-- Record excerpts follows --

PR #432, opened 2022-01-28
Add 'merkleTree' and 'scTxsCommitment' to 'getblocktemplate' exposed by optional parameter

cronicc:


src/rpc/mining.cpp
```diff
@@ -711,8 +721,20 @@ UniValue getblocktemplate(const UniValue& params, bool fHelp)
     }
 
     UniValue result(UniValue::VOBJ);
+    pblock->hashMerkleRoot = pblock->BuildMerkleTree();
```
cronicc: @ptagl it would be better to move lines 724-728 inside of `if (includeMerkleRoots)`, that way we don't have the performance impact of calculating the MerkleTree and ScTxsCommitment with the parameter being `false`.

ptagl: Done with commit [c8f4d937640caee9607d0d1e817c1daf2e9b1e9c](https://github.com/HorizenOfficial/zen/pull/432/commits/c8f4d937640caee9607d0d1e817c1daf2e9b1e9c).

ptagl (approved):

alsala (approved):

albertog78 (approved):

toniteo:
Ok

PR #435, opened 2022-02-09
Sidechain creation version

ptagl:
This PR introduces the concept of "Sidechain version" in the Sidechain Creation Output.

To make the change easier, such version field has not been just added to `CTxScCreationOut` but it's been stored together with the `withdrawalEpochLength`.

So, before these changes, the serialization of a `CTxScCreationOut` was reading/writing 4 bytes (32 bits) for the `withdrawalEpochLength`, now instead the first (most significant byte) of the `withdrawalEpochLength` is used for the sidechain `version`. This is possible because even though the `withdrawalEpochLength` had space for 32 bits integers, the maximum allowed value is 4032 (using only 12 bits). For this reason, we can assume that the sidechain version before this PR was already set to 0.

```
              32 bits | 4 bytes                           8 bits | 1 byte      24 bits | 3 bytes

+-------------------------------------------+            +---------------+---------------------------+
|                                           |            |               |                           |
|                                           |            |               |                           |
|           withdrawalEpochLength           | +--------> |    version    |   withdrawalEpochLength   |
|                                           |            |               |                           |
|                                           |            |               |                           |
+-------------------------------------------+            +---------------+---------------------------+

```

List of changes:
- Added Fork 9 (Sidechain Version) that activates at block height 1100000, 1000000, 450 for Mainnet, Testnet and Regtest (**numbers to be set properly**)
- Added the `version` field in `CTxScCreationOut` and in `ScFixedParameters`
- Added the `sidechainVersion` parameter to the `GetFieldElement` function to select the proper validation logic
- Updated RPC commands `sc_create`, `createrawtransaction`, `getscinfo` to include the `version` argument (mandatory when creating a new sidechain)
- Added unit and regression tests

Additionally, while developing unit and regression tests, some helper classes have been created/extended to make it easier the definition of common scenarios (e.g. crafting a sidechain creation transaction, testing the `AcceptTxToMemoryPool()` function, etc.).


src/sc/sidechain.h
```diff
@@ -132,7 +130,17 @@ class CSidechain {
...
-        READWRITE(sidechainVersion);
+        /*
+            This is some reserved space that at beginning was intended to be used for storing the sidechain version.
+            However, since Zendoo was released without handling the version (in particular in CTxScCreationOut), such field
+            has been introduced later with fork 9 and "extracted" from the first byte of the withdrawalEpochLength inside
+            ScFixedParameters.
+            The initial "sidechainVersion" variable has then been removed to avoid confusion and inconsistencies and its
+            space in the serialization is held by this dummy/reserved variable.
+        */
+        uint32_t reserved = 0xffffffff;
```
alsala: Minor: probably it is best to keep 0 values in order not to have any difference with the value stored so far

qa/rpc-tests/sc_create.py
```diff
@@ -72,13 +72,39 @@ def run_test(self):
         constant = generate_random_field_element_hex()
 
         # ---------------------------------------------------------------------------------------
-        # Node 2 try creating a SC with insufficient funds
-        mark_logs("\nNode 2 try creating a SC with insufficient funds", self.nodes, DEBUG_MODE)
+        # Node 2 tries to create a SC without version
```
i-Alex, line 75: what if user will try to set `version` > 1?
let's add the test as well.

src/primitives/transaction.cpp
```diff
@@ -1069,13 +1072,24 @@ bool CTransaction::ContextualCheck(CValidationState& state, int nHeight, int dos
...
             //enforce empty joinsplit for transparent txs and sidechain tx
             if(!GetVjoinsplit().empty()) {
                 return state.DoS(dosLevel, error("ContextualCheck(): transparent or sc tx but vjoinsplit not empty"),
                                      CValidationState::Code::INVALID, "bad-txns-transparent-jsnotempty");
             }
+
+            //enforce that any eventual SC creation output is using a valid sidechain version for the current active fork
+            for (const CTxScCreationOut& scCreationOutput : vsc_ccout)
+            {
+                if (scCreationOutput.version > maxSidechainVersionAllowed)
```
i-Alex, line 1086: Why we should allow sc version `0` after the `sc_version_fork`?
Why not to allow only the sc with version `1`?

src/primitives/transaction.h
```diff
@@ -585,6 +585,20 @@ friend class CTransaction;
     void GenerateScId(const uint256& txHash, unsigned int pos) const;
 
 public:
+    /**
+     * @brief  Version of the sidechain.
+     * The sidechain version has been introduced with hard fork 9 to increase the flexibility of the sidechain mechanism.
+     * Since the Sidechain Creation Output was at the beginning designed without the version, a single byty for such field
```
i-Alex: `byty` -> `byte`

src/sc/sidechaintypes.h
```diff
@@ -509,6 +511,7 @@ struct ScFixedParameters
     ADD_SERIALIZE_METHODS;
     template <typename Stream, typename Operation>
     inline void SerializationOp(Stream& s, Operation ser_action, int nType, int nVersion) {
+        READWRITE(version);
```
i-Alex: I think we can't add `READWRITE(version)` for free for `ScFixedParameters` struct.
`ScFixedParameters` is used as a part of `CSidechain` class serialization.
The node without these changes will not be able to recover the old `CSidechain` records from the database after the update to the recent code base.
We should have the same serialization approach as inside Transaction.

src/gtest/test_mempool.cpp
```diff
@@ -351,6 +351,65 @@ TEST(Mempool, SproutNegativeVersionTx) {
...
+    // Go to the next block after the SidechainVersionFork
+    testManager.ExtendChainActiveToHeight(sidechainVersionForkHeight);
+
+    // Check that a Sidechain Creation transaction with version 0 is accepted
+    state = CValidationState();
+    EXPECT_EQ(MempoolReturnValue::VALID, testManager.TestAcceptTxToMemoryPool(state, mtx_v0));
+
+    // Check that a Sidechain Creation transaction with version 1 is accepted
+    state = CValidationState();
+    EXPECT_EQ(MempoolReturnValue::VALID, testManager.TestAcceptTxToMemoryPool(state, mtx_v1));
```
i-Alex, line 409: Check the behavior of the `CTxMemPool::removeStaleTransactions`. We should remove Txs with sc_creation version `1` in case of the rollback before the fork, for example: `testManager.ExtendChainActiveToHeight(sidechainVersionForkHeight - 1);`
Note: maybe `removeStaleTransactions` is not the best method where to put `sc cr version` check, but for sure we need it.

src/gtest/test_libzendoo.cpp
```diff
@@ -1030,580 +1058,593 @@ TEST(CctpLibrary, BitVectorCertificateFieldFullBzip2)
...
-    for (int i = 0; i < sizeof(field_bytes); i++)
-        printf("%02x", ((unsigned char*)field_bytes)[i]);
-    printf("]\n");
+        size_t bt_list_len = vbt_list.size();
 
-    for (const CBwtRequestOut& ccout : tx.GetVBwtRequestOut() )
-    {
-        wrappedFieldPtr sptrScId = CFieldElement(ccout.GetScId()).GetFieldElement();
-        field_t* scid_fe = sptrScId.get();
+        int custom_fields_len = cert.vFieldElementCertificateField.size() + cert.vBitVectorCertificateField.size();
```
i-Alex, line 1375: We need to discuss the cert custom field usage in the commitment tree before and after the fork.

i-Alex (changes requested):

src/wallet/rpcwallet.cpp
```diff
@@ -821,6 +822,20 @@ UniValue sc_create(const UniValue& params, bool fHelp)
             throw JSONRPCError(RPC_INVALID_PARAMETER, string("Duplicate key in input: ") + s);
     }
 
+    // ---------------------------------------------------------
+    int sidechainVersion;
+    if (setKeyArgs.count("version"))
+    {
+        sidechainVersion = find_value(inputObject, "version").get_int();
+
+        if (sidechainVersion < 0 || sidechainVersion > ForkManager::getInstance().getHighestFork()->getMaxSidechainVersion())
```
alsala: We could also check the specific fork version using `chainActive.Height()`

src/primitives/transaction.cpp
ptagl: We decided to allow the creation of old-style sidechains in order to let users who are prepared to create a sidechain to be able to do that also after the fork point with minimal changes (right now just updating the call to `sc_create` RPC command).

src/primitives/transaction.h
ptagl: Fixed with commit [4481d65fe92c2936e85e975017fdc573b40257e8](https://github.com/HorizenOfficial/zen/pull/435/commits/4481d65fe92c2936e85e975017fdc573b40257e8).

src/wallet/rpcwallet.cpp
ptagl: Fixed with commit [b35e836f000e35d3356fecb882fb6dc17b24ae96](https://github.com/HorizenOfficial/zen/pull/435/commits/b35e836f000e35d3356fecb882fb6dc17b24ae96).

qa/rpc-tests/sc_create.py
ptagl: Any `version > 1` will be rejected by the RPC command (and obviously there are the same checks in `AcceptTxToMemoryPool()` and `ConnectBlock()` functions).

Python test extended with commit [0b50c831acf78c8ee7ce4b28a3d9280bba83896b](https://github.com/HorizenOfficial/zen/pull/435/commits/0b50c831acf78c8ee7ce4b28a3d9280bba83896b).

src/sc/sidechain.h
ptagl: Fixed with commit [ccdf6c5a5feb54b6353030ee8afec4570281d25d](https://github.com/HorizenOfficial/zen/pull/435/commits/ccdf6c5a5feb54b6353030ee8afec4570281d25d).

src/sc/sidechaintypes.h
ptagl: Fixed with commit [e888104ef55902c02162b2a31abb7b6cfc679b13](https://github.com/HorizenOfficial/zen/pull/435/commits/e888104ef55902c02162b2a31abb7b6cfc679b13).

src/gtest/test_libzendoo.cpp
ptagl: In order to let forgers know the version of other sidechains, we added a new websocket API to retrieve such information given a list of sidechain IDs as input (see commit [967bdd0bdf8aa6d7998c718b8ad47659795971ac](https://github.com/HorizenOfficial/zen/pull/435/commits/967bdd0bdf8aa6d7998c718b8ad47659795971ac)).

src/primitives/transaction.h
```diff
@@ -610,7 +625,27 @@ friend class CTransaction;
...
+            
+            // Get the most significant byte
+            version = withdrawalEpochLengthAndVersion >> 24;
+
+            // Get the least significant 3 bytes
+            withdrawalEpochLength = withdrawalEpochLengthAndVersion & 0x00FFFFFF;
+        }
+        else
+        {
+            int withdrawalEpochLengthAndVersion = (version << 24) | withdrawalEpochLength;
```
albertog78, line 648: Would be useful to consider withdrawalEpochLength & 0x00FFFFFF  and version & 0xFF or assert they are in valid ranges?

src/sc/sidechaintypes.h
```diff
@@ -509,7 +511,25 @@ struct ScFixedParameters
...
+            
+            // Get the most significant byte
+            version = withdrawalEpochLengthAndVersion >> 24;
+
+            // Get the least significant 3 bytes
+            withdrawalEpochLength = withdrawalEpochLengthAndVersion & 0x00FFFFFF;
+        }
+        else
+        {
+            int withdrawalEpochLengthAndVersion = (version << 24) | withdrawalEpochLength;
```
albertog78, line 547: see comment in CTxScCreationOut serialization code

albertog78 (changes requested):

src/gtest/test_mempool.cpp
ptagl: After double checking the code, we noticed that we didn't include a similar check for the Zendoo fork point and there must be a reason for that.

In the end we recalled that the we don't ever have to include fork point checks in the `CTxMemPool::removeStaleTransactions` function since it is called only when disconnecting a tip after the generation of a blockchain fork. In this case, we are not only disconnecting blocks, but also reconnecting some others and we can be sure that the final height will be higher than the previous one (otherwise the fork couldn't have led to the disconnection of the tip) and thus we don't need to validate the transactions against the fork point activation.

src/primitives/transaction.h
ptagl: I think that we can skip the check for the `version` field due to its `uint8_t` datatype (so it will never be greater than 0xFF). It might instead be useful for the `withdrawalEpochLength` since it could overwrite the `version` during the OR bitwise operation, but I'm not sure if it's possible also in practice since the `withdrawalEpochLength` is limited by the chain parameters (see `nScMaxWithdrawalEpochLength` in `chainparams.cpp`).

Do you have any specific scenario in mind that we should take care of?

albertog78: Agree about version. For what regards withdrawalEpochLength the mask (or assert) would be useful to detect / prevent buggy clients generating messy txs (eg. when tx is not yet in a block / mempool then not validated yet by consensus rules).

albertog78 (approved):

alsala (approved):

i-Alex (approved):

src/zen/forks/fork9_sidechainversionfork.cpp
```diff
@@ -0,0 +1,14 @@
+#include "fork9_sidechainversionfork.h"
+
+namespace zen {
+
+SidechainVersionFork::SidechainVersionFork()
+{
+    // TODO: set proper fork height values.
+    setHeightMap({{CBaseChainParams::Network::MAIN,1100000},
+                  {CBaseChainParams::Network::REGTEST,450},
+                  {CBaseChainParams::Network::TESTNET,1000000}});
```
cronicc: Set higher temporary activation heights, these block heights have already passed on testnet/mainnet.

src/gtest/test_forkmanager.cpp
```diff
@@ -286,3 +287,20 @@ TEST(ForkManager, SidechainForkMainnet) {
 	EXPECT_EQ(ForkManager::getInstance().getNewBlockVersion(1047624), BLOCK_VERSION_SC_SUPPORT);
 	EXPECT_EQ(ForkManager::getInstance().getNewBlockVersion(1047625), BLOCK_VERSION_SC_SUPPORT);
 }
+
+TEST(ForkManager, SidechainVersionForkMainnet) {
+    SelectParams(CBaseChainParams::MAIN);
+
+    // TODO: set proper fork height value.
+    int sidechainVersionForkHeight = 1100000;
```
cronicc: Set higher temporary activation height. Extend test with testnet and regtest coverage.

cronicc (changes requested):

src/zen/forks/fork9_sidechainversionfork.cpp
ptagl: Fixed with commit [190d49622f7e7e70a9d60a74426dc82c813bbb20](https://github.com/HorizenOfficial/zen/pull/435/commits/190d49622f7e7e70a9d60a74426dc82c813bbb20).

src/gtest/test_forkmanager.cpp
ptagl: Fixed with commit [190d49622f7e7e70a9d60a74426dc82c813bbb20](https://github.com/HorizenOfficial/zen/pull/435/commits/190d49622f7e7e70a9d60a74426dc82c813bbb20).

cronicc (approved):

-- Record excerpts concluded --

**Task goal**
Within the records above, determine the number of lines that hold the word "struct" and return only that value.

**Output for this exercise**
3